Austrian customs officials have been working on a somewhat unusual case recently. Between 2016 and 2018, an international Chinese gang smuggled over 465,000 fermented plums from Shanghai to Austria via London. Their main customer, an ethnic Chinese woman from Graz, then sold the bulk of the plums on via her website. On 10 February, she was provisionally convicted of tax evasion at Graz Regional Court, and ordered to pay hefty fines. Commenting on the case, Austrian Minister of Finance Magnus Brunner noted that:

"In this case, the defendant evaded around 100,000 euros of taxes and duties. The court ruling has imposed a fine amounting to over 400,000 euros. This is another example of the ability of Austria's customs authorities to conduct international investigations in order to protect honest businesspeople and consumers alike."

Offender triggered the investigation herself

Strangely, the offender herself was the one who triggered the initial investigation, when she reported a competitor who was buying the plums directly from the Chinese gang, rather than using her business as an intermediary. In making her complaint, the defendant revealed a great deal of inside knowledge of the gang's international activities, This immediately aroused the suspicions of customs officers, who initiated an investigation. This investigation went on to establish that the woman had for years been using the very same illegal distribution network she was now accusing her competitor of exploiting.

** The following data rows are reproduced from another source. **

PR #751, opened 2024-01-12
Drop SplitPulse

AleCandido:
This should be a much easier change, since it seems like `SplitPulse` is not used
anywhere (thus an unrequired complication, at least for the time being).


PiergiorgioButtarini (approved):
Thanks @AleCandido, I can confirm that this class is never used even in Qblox.

hay-k (approved):

PR #752, opened 2024-01-15
Add kernel paths for qubits in dummy.yml

Jacfomg:
This was needed to test the update kernels. Ideally it should generate some files in that folder and remove them after the tests.

Checklist:
- [ ] Tests are passing.


Jacfomg:
Not needed with #758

The gang had developed an ingenious method of smuggling the goods. The plums would first be flown from Shanghai to London Heathrow, where they would be picked up by the group's accomplices and falsely declared to UK customs officials as "low-value clothing." This false declaration meant the consignment was not subjected to UK customs duty. Once the plums cleared customs, they were handed to an express courier service, which transported them to Austria duty-free as if they were EU products. The plums were then picked up by the Graz-based entrepreneur, who was the main customer for the shipment. She proceeded to sell the fruit on to other businesses and end consumers, despite being well aware that the goods had evaded Austrian tax and customs.